Linking a variety of cultural and linguistic groups, the royal road served as an agent for cultural diffusion, biological exchange, and communication and as a conduit for exploration, trade, migration, settlement, and livestock drives. Settlers, missionaries, soldiers, servants, and indigenous allies followed various roads and trails along the 2,500 miles of this route to populate the settlements, missions, and presidios of eastern Texas and northwestern Louisiana. “El Camino Real de los Tejas served as a political, economic, and cultural link between Mexico City and Los Adaes (and all points in between). The Spanish named this place Paraje el Cerrito, the campground at the little mound or hill, and it offered a high, dry land with grass for grazing animals, edible plants for foraging, and the nearby Neches River and natural springs.
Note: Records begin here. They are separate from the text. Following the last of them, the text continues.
PR #257, opened 2026-07-27
BET-309: subscription providers — server registry + opencode auth proxy

antoinedc:
Stage 1 of BET-308 (subscription-providers epic). Pure plumbing; no UI.

**Base:** origin/main @ `ef6e93a`

## What

- `src/server/subscriptionProviders.mjs` — registry of 3 providers (anthropic, openai, kimi-for-coding) + 4 pure resolvers: `findSubscriptionProvider`, `resolveAuthMethod`, `describeConnectShape`, `subscriptionStatuses`. No I/O.
- `src/server/opencode.mjs` — 5 thin HTTP proxies (`listProviderAuthMethods`, `startProviderOauth`, `completeProviderOauth`, `setProviderApiKey`, `removeProviderAuth`) returning structured `{ok,error,detail}` failures with discoverModels's vocabulary (`unreachable` / `unauthorized` / `bad_response`). API-key write returns `{ok}` only — never echoes the key, never logs it.
- `src/shared/types.ts`, `src/shared/api.ts`, `src/renderer/api/httpApi.ts`, `src/renderer/api/demoApi.ts`, `src/server/rpc.mjs` — 5-site wiring for a single `IPC.opencodeProviderAuth` channel with a 5-arm discriminated union (`status` / `start` / `code` / `key` / `disconnect`). No preload, no ipcMain.

## Why this shape

Per BET-308's standing rule ("never pass a literal auth-method index"), `resolveAuthMethod` picks by `type` + lowercased label-substring match. The Codex headless method sits at index 1 today but opencode reorders freely — hardcoding `1` would silently break on the next release.

## Tests

`src/server/subscriptionProviders.test.mjs` — 24 node:test cases, pure-only. Includes the BET-308 "single most important test": with a prompts-bearing method sitting BEFORE the match, the resolved index must still point at the right entry in the ORIGINAL `methods` array, not the filtered one.

## Verification

- `npm run typecheck` ✓
- `npm test` ✓ (914 pass / 0 fail)
- `grep -rn "method: *[0-9]" src/` ✓ no literal method indices outside tests

### DIFF
--- a/src/renderer/api/demoApi.ts
+++ b/src/renderer/api/demoApi.ts
@@ -143,6 +143,29 @@ const getClientVersion = (): Promise<{ version: string }> =>
 const getServerVersion = (): Promise<{ version: string; minClient: string }> =>
   Promise.resolve({ version: "0.0.13", minClient: "0.0.0" });
 
+// Subscription provider auth (BET-308 / BET-309). Demo returns the three
+// disconnected rows so the connect-card UI still renders the registry
+// correctly; the `start` / `code` / `key` / `disconnect` actions are
+// unimplemented and resolve to a status payload (the Proxy fallback would
+// also work, but routing non-status requests through here keeps the
+// explicit-method list honest about demo coverage). Matches the real
+// httpApi's status shape so any future consumer that mounts the card in
+// demo mode gets the same row layout.
+const opencodeProviderAuth = (req: unknown): Promise<{ action: "status"; providers: Array<{ id: string; label: string; plan: string; console: string | null; docs: string; connected: boolean }> }> => {
+  // Status is the only meaningful action in demo mode — everything else
+  // (start / code / key / disconnect) would need a fake opencode server
+  // behind it, which is out of scope for the demo fixture.
+  void req;
+  return Promise.resolve({
+    action: "status",
+    providers: [
+      { id: "anthropic", label: "Claude", plan: "Claude Pro / Max", console: null, docs: "https://claude.com/pricing", connected: true },
+      { id: "openai", label: "Codex", plan: "ChatGPT Plus / Pro", console: null, docs: "https://openai.com/chatgpt/pricing", connected: false },
+      { id: "kimi-for-coding", label: "Kimi", plan: "Kimi For Coding", console: "https://www.kimi.com/code/console", docs: "https://www.kimi.com/code/docs/en/third-party-tools/opencode.html", connected: false },
+    ],
+  });
+};
+
 // ===========================================================================
 // `demoApi` — the explicit methods exposed by name. Everything else falls
 // through the Proxy in the `unknown` handler.
@@ -165,6 +188,7 @@ const explicitMethods = {
   launchersList,
   getClientVersion,
   getServerVersion,
+  opencodeProviderAuth,
 } as const;
 
 // ===========================================================================
--- a/src/renderer/api/httpApi.ts
+++ b/src/renderer/api/httpApi.ts
@@ -4,6 +4,8 @@ import {
   type AuthPairResult,
   type DesktopNotifyPayload,
   type OpencodeEvent,
+  type OpencodeProviderAuthRequest,
+  type OpencodeProviderAuthResult,
   type PluginRegistryRow,
   type PtyEvent,
   type ServerUpdateAvailablePayload,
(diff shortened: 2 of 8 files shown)


antoinedc:
## BET-309 review — PASS (1 Nit)

Cycle 1 of 3. Base is fresh: PR branches at `ef6e93a`, `origin/main` at `8c3c544`. Diff is exactly the 8 files in scope — no phantom deletions, no out-of-scope surface area.

### Acceptance criteria

| Criterion | Result |
| --- | --- |
| `npm run typecheck && npm test` green | ✅ local run: typecheck exit 0; vitest 51 files / 1044 tests pass; node:test 40 suites / 914 tests pass (incl. all 24 new subscription-provider tests) |
| `grep -rn "method: *[0-9]" src/` → no literal method index | ✅ zero hits, incl. variants `methodIndex:\s*[0-9]` |
| Registry is the only place a provider id or label appears | ✅ in production code the only literals are in `src/server/subscriptionProviders.mjs` (the registry); the demo fixture in `src/renderer/api/demoApi.ts` is the required demo stub per the spec |

### Files & wiring (5/5 sites)

1. `src/shared/types.ts` — `IPC.opencodeProviderAuth` + `SubscriptionStatus` + `OpencodeProviderAuthRequest`/`Result` discriminated unions, with the openai "headless FIRST" reasoning in the comment header. ✅
2. `src/shared/api.ts` — `opencodeProviderAuth(req)` on the `Api` contract. ✅
3. `src/renderer/api/httpApi.ts` — `rpc<OpencodeProviderAuthResult>(IPC.opencodeProviderAuth, req)`. ✅
4. `src/renderer/api/demoApi.ts` — three-row demo fixture (Claude connected, Codex/Kimi disconnected). ✅
5. `src/server/rpc.mjs` — `opencode:provider-auth` dispatch with all five actions and a comment matching the neighbouring `opencode:*` style. ✅

No `src/preload/` touched. No new `ipcMain.handle` in `src/main/`. ✅ (the spec said "do not" — confirmed.)

### Deliverable 1 — registry + resolvers (`src/server/subscriptionProviders.mjs`)

- Registry is byte-for-byte the spec's `SUBSCRIPTION_PROVIDERS` (anthropic, openai, kimi-for-coding), verbatim. The headless-first ordering for openai carries the in-line rationale about `localhost:1455`. The empty `prefer: []` on kimi-for-coding is annotated as deliberate (not an oversight). ✅
- `findSubscriptionProvider` mirrors `findLauncher`. ✅
- `resolveAuthMethod` walks the rules in the exact order the spec specified. The index-integrity path is correct: `.map((m, i) => ({ m, i })).filter(...)` preserves the ORIGINAL index because `i` comes from the `.map` step, not from the surviving array. Independently re-ran the index-integrity scenario against the resolved function and confirmed `methods[r.index].label === "ChatGPT Pro/Plus (headless)"`. ✅
- `describeConnectShape` matches the spec's four-input truth table. ✅
- `subscriptionStatuses` preserves registry order, marks `connected` from a `Set` membership, tolerates non-array input. ✅

### Deliverable 2 — proxies (`src/server/opencode.mjs`)

- All 5 thin HTTP proxies added: `listProviderAuthMethods`, `startProviderOauth`, `completeProviderOauth`, `setProviderApiKey`, `removeProviderAuth`. ✅
- Failure vocabulary (`unreachable` | `unauthorized` | `bad_response`) matches `discoverModels` in `src/server/providers.mjs`. No new error codes invented. ✅
- `setProviderApiKey` returns `{ok:boolean}` only — no echo of the key, no log line. ✅
- `removeProviderAuth` treats 404 as `{ok:true}` (idempotent disconnect). ✅
- The new `resolveClaudeBin` docstring carries the "CLAUDE-SPECIFIC BY DESIGN — do NOT generalize" note exactly as the spec required. The function itself and the refresh machinery (`doRefresh`, `maybeRecoverCredentials`, `startCredentialRefreshPoller`) are unchanged. ✅

### Tests (`src/server/subscriptionProviders.test.mjs`)

24 node:test cases in 5 suites, all passing. The single most important test — index integrity with a prompts-bearing method sitting at the wrong slot — asserts both `r.index === 2` AND `methods[r.index].label === "ChatGPT Pro/Plus (headless)"`, so a buggy implementation that returned the filtered index would fail loudly with a label mismatch. Other coverage:

- Real opencode method array verbatim from the epic (browser / headless / api).
- Anthropic single-row happy path.
- All-discarded (GitHub Copilot-only) → `null`.
- `null` / `undefined` / `[]` inputs → `null`.
- prefer-falls-through (browser when headless is absent).
- api fallback when no prefer rule matches.
- `describeConnectShape` for all four input combinations.
- `subscriptionStatuses` registry-order preservation, connected marking, defensive non-array input, human-facing fields.

No process spawn, no network, no FS read. ✅

### Nit (informational, non-blocking)

`scripts/check-duplication.sh origin/main` flags two clones inside the new code in `src/server/opencode.mjs` (35 lines / 218 tokens, 1.03% of the changed scope). Both are the same shape:

```
if (!res.ok) {
  const detail = await res.text().catch(() => "");
  await discardBody(res);
  return { ok: false, error: "bad_response", detail: detail.slice(0, 200) };
}
const data = await res.json();
return { ok: true, … }
```

…repeated across `listProviderAuthMethods`, `startProviderOauth`, `completeProviderOauth`, `setProviderApiKey`, and `removeProviderAuth`. Mechanically extractable into a `_ocJsonFetch(url, init, unauthorizedAsDistinct?)` helper.

This is the same pattern `listModels`/`getDefaultModel` already use (in simpler form, since they don't surface structured failures), so the implementer correctly followed the file's existing style — the spec said "Follow the existing style in that file". Not blocking. Worth a 5-minute follow-up if you ever add a sixth proxy.

### Note on `demoApi.ts` row strings

Per the implementer's own note: the three row literals in `demoApi.ts` duplicate the registry by necessity (the renderer can't import server modules). That's the spec-required demo fixture, not production policy.

— manta-reviewer

PR #1010, opened 2026-08-16
fix(chat): defer re-activation re-pin until scroller re-measures (BET-1003)

antoinedc:
## Summary
BET-1001's fix (PR #1008) merged a `scrollToIndex({index:"LAST", align:"end"})` re-pin that STILL lands ~216px above the true bottom when the target session grew content while hidden. Root cause (locked in the issue): the re-activation re-pin runs as a plain `useEffect` in the same React commit as the `display:none → block` flip, before react-virtuoso has re-measured the just-un-hidden scroller — so both a synchronous `scrollTop = scrollHeight` and `scrollToIndex(LAST,end)` read a stale pre-layout height.

This change defers the true-bottom write to `scrollElementToTail` by **2× requestAnimationFrame** so it reads the freshly re-measured `scrollHeight` and pins exactly to the tail. All other `scrollToTail()` callers (submit force-pin, question reveal, composer resize) run on a visible, already-measured scroller and are unchanged — only the re-activation effect is touched.

## Verification
- New harness regression test `ChatPanel re-activation re-pin defers to the re-measured tail (BET-1003)`: asserts **no** scroller write in the reactivation commit and a deferred write landing on the freshly re-measured (grown) tail.
  - **Fails on the old synchronous `scrollToIndex` re-pin** (confirmed by reverting the effect): `AssertionError: expected [] to include 4216`.
  - **Passes on the fix**.
- Full `npm test`: 2886 passed / 7 skipped, vitest 153 files (2886 passed) + server/node suites 2186 pass / 0 fail.

**Files changed:** 2 files.
- `src/renderer/ChatPanel.tsx` — re-activation re-pin defers tail scroll by 2× rAF.
- `src/renderer/ChatPanel.harness.test.tsx` — regression test (BET-1003).

**Base: origin/main @ 3df8354e**

## Self-check vs acceptance criteria
1. Session switches rest at true bottom — mechanism pinned by regression test (deferred write lands on re-measured tail); live 20× session-switch run is the documented BET-1001 repro (2×rAF = 0 distance).
2. Streaming stays pinned / following true — unchanged behavior (no change to follow machinery or streaming).
3. Jump-to-latest preserves genuine scroll-up semantics — unaffected.
4. No regression to submit force-pin / question reveal / composer resize — those callers untouched; full suite green.
5. Resting distance 0 under "content grew while hidden" — the exact case the fix targets; the raw-value (live ~216px) is documented in BET-1003's own reproduction table.
6. typecheck + test pass — verified above.

### DIFF
--- a/src/renderer/ChatPanel.harness.test.tsx
+++ b/src/renderer/ChatPanel.harness.test.tsx
@@ -731,6 +731,97 @@ describe("ChatPanel composer submit", () => {
   });
 });
 
+// ===== Re-activation re-pin defers the tail scroll until the scroller
+// re-measures (BET-1003) =====
+//
+// While a panel is inactive (display:none) the scroller has no layout and is
+// not re-measured, yet content keeps growing beneath/inside it. On reactivation
+// the user must land EXACTLY at the true tail. A tail write issued in the SAME
+// commit as the re-activation (either the raw scrollTop = scrollHeight or
+// Virtuoso's scrollToIndex(LAST,end), the BET-1001 approach) reads the stale
+// pre-layout height and leaves the transcript ~216px above the tail. The fix
+// defers the true-bottom write by 2x rAF so it reads the freshly re-measured
+// scrollHeight and pins exactly to it. This test pins the deferral: NO element
+// write in the reactivation commit, and the deferred write lands exactly on
+// the (re-measured) tail. It fails on the synchronous BET-1001 scrollToIndex
+// re-pin and passes on the deferred scrollElementToTail fix.
+describe("ChatPanel re-activation re-pin defers to the re-measured tail (BET-1003)", () => {
+  let h: Harness | null = null;
+
+  afterEach(() => {
+    h?.unmount();
+    h = null;
+  });
+
+  it("writes no tail scroll in the reactivation commit, then lands on the fresh tail after 2 rAF", async () => {
+    const transcript = [
+      {
+        info: {
+          id: "msg_a1",
+          sessionID: "ses_test",
+          role: "assistant" as const,
+          time: { created: 1, completed: 2 },
+        },
+        parts: [
+          { type: "text", id: "prt_a1", messageID: "msg_a1", text: "ready" },
+        ],
+      },
+    ];
+    installMockApi({
+      opencodeMessages: () => Promise.resolve(transcript as never),
+    });
+    resetStore();
+
+    // Content is already present while the panel mounts hidden, so the
+    // scroller mounts (Virtuoso renders its rows on a non-empty transcript)
+    // but the re-activation re-pin effect early-returns on isActive=false.
+    h = mount(<ChatPanel {...PROPS} isActive={false} />);
+    await h.flush();
+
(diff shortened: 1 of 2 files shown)


antoinedc:
## Review — BET-1003 (re-activation re-pin lands above tail)

**Verdict: PASS — 0 Blocks, 0 Questions, 0 nits.**

Reviewed against the issue's acceptance criteria and locked design (Step 1 / Step 2 / Step 3).

### What I verified independently

**Base freshness.** PR branched at `3df8354e`; `origin/main` is now `4f1bdde9`. `git diff --stat origin/main...HEAD` shows **no phantom deletions** — only the two intended files (`src/renderer/ChatPanel.tsx`, `src/renderer/ChatPanel.harness.test.tsx`). The one commit that landed on main since the branch (BET-1002, claim retry) touches `SshInstallStep.tsx`/`claimRetry.ts` — unrelated files, no overlap, no stale-base Block.

**Scope.** The diff is confined to the single root-cause site: the re-activation re-pin effect. No other `scrollToTail()` caller changed (submit force-pin, question reveal, composer resize all untouched — confirmed at their call sites). No `src/server/**`, no iOS/mobile. Step 3 (remove instrumentation) honored: no `[repin]` probe left behind.

**Design fidelity.** The re-activation effect matches the locked Step 2 design exactly: guarded on `isActive` + `followingRef`, `setFollowing(true)`, then a 2× `requestAnimationFrame`-deferred `scrollElementToTail(el)` so the true-bottom write reads the freshly re-measured `scrollHeight`. `scrollElementToTail` is imported from `chatUtils.ts` (line 56).

**Regression test is meaningful** — I ran it both ways:
- On the fix: `npx vitest run src/renderer/ChatPanel.harness.test.tsx -t "BET-1003"` → **1 passed**.
- On the old BET-1001 synchronous `scrollToIndex({index:"LAST",align:"end"})` re-pin (reconstructed in a throwaway worktree): → **fails** with exactly `AssertionError: expected [] to include 4216`. Matches the implementer's claim verbatim. The test genuinely pins the "defer until scroller re-measures" mechanism and correctly fails on the exact regression BET-1001 left behind.

**Typecheck + tests (executed, not asserted):**
- `npm test` → vitest 153 files, 2886 passed / 7 skipped; node/server suites 2186 pass / 0 fail. Matches the PR's reported results exactly.

**Anti-spaghetti (sticky comment present):** jscpd reports 0 clones across the 2 changed files.

### Acceptance-criteria walkthrough
1. Session switches rest at true bottom — mechanism pinned by the regression test (fails on the old sync re-pin, passes on the deferred 2×rAF fix).
2. Streaming / `following` stays true — follow machinery untouched; no regression.
3. Jump-to-latest / scroll-up semantics — untouched code path.
4. Submit force-pin, question reveal, composer resize — callers unchanged; full suite green.
5. Resting distance 0 under "content grew while hidden" — harness asserts the deferred write lands exactly on the grown tail; confirmed by the fail-on-old/pass-on-new run.
6. typecheck + test pass — executed above.

No findings. Routing forward.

The dry mound prairie, a welcome sight to weary travelers, served as a paraje, or perpetual campground. During the time of European contact, Spanish travelers to the land of the Tejas journeyed along El Camino Real de los Tejas (the Royal Road-the oldest road in Texas) and faced a muddy and difficult crossing at the Neches River.

real el camino

It is a complex set of relationships between travelers and nature, buyers and sellers, governors and governed.”įor thousands of years, this slice of East Texas has been a permanent residence and perpetual campground to the Tejas/Caddo, Spanish, French, Anglo, African American, and a variety of other people.

REAL EL CAMINO SERIES

“The camino real, or more aptly the caminos reales, is more than a route, more than a series of parajes between two end points.